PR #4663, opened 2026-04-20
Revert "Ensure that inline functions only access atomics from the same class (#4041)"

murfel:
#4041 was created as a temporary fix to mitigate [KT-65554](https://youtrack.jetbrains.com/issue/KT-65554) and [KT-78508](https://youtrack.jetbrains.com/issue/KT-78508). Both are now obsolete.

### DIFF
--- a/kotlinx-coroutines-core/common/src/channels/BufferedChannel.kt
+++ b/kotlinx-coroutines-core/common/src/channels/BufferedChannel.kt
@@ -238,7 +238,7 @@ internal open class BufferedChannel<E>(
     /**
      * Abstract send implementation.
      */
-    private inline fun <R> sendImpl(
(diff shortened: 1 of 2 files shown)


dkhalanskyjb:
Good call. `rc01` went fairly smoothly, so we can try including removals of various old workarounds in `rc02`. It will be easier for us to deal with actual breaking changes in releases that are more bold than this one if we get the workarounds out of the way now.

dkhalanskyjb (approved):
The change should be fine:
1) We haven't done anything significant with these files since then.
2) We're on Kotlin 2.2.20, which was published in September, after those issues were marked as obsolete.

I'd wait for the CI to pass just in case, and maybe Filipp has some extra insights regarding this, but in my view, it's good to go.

- TASK DIRECTIONS:
Transcribe the material above. Change nothing in it.

- RESPONSE TO THIS EXERCISE:
PR #4663, opened 2026-04-20
Revert "Ensure that inline functions only access atomics from the same class (#4041)"

murfel:
#4041 was created as a temporary fix to mitigate [KT-65554](https://youtrack.jetbrains.com/issue/KT-65554) and [KT-78508](https://youtrack.jetbrains.com/issue/KT-78508). Both are now obsolete.

### DIFF
--- a/kotlinx-coroutines-core/common/src/channels/BufferedChannel.kt
+++ b/kotlinx-coroutines-core/common/src/channels/BufferedChannel.kt
@@ -238,7 +238,7 @@ internal open class BufferedChannel<E>(
     /**
      * Abstract send implementation.
      */
-    private inline fun <R> sendImpl(
(diff shortened: 1 of 2 files shown)


dkhalanskyjb:
Good call. `rc01` went fairly smoothly, so we can try including removals of various old workarounds in `rc02`. It will be easier for us to deal with actual breaking changes in releases that are more bold than this one if we get the workarounds out of the way now.

dkhalanskyjb (approved):
The change should be fine:
1) We haven't done anything significant with these files since then.
2) We're on Kotlin 2.2.20, which was published in September, after those issues were marked as obsolete.

I'd wait for the CI to pass just in case, and maybe Filipp has some extra insights regarding this, but in my view, it's good to go.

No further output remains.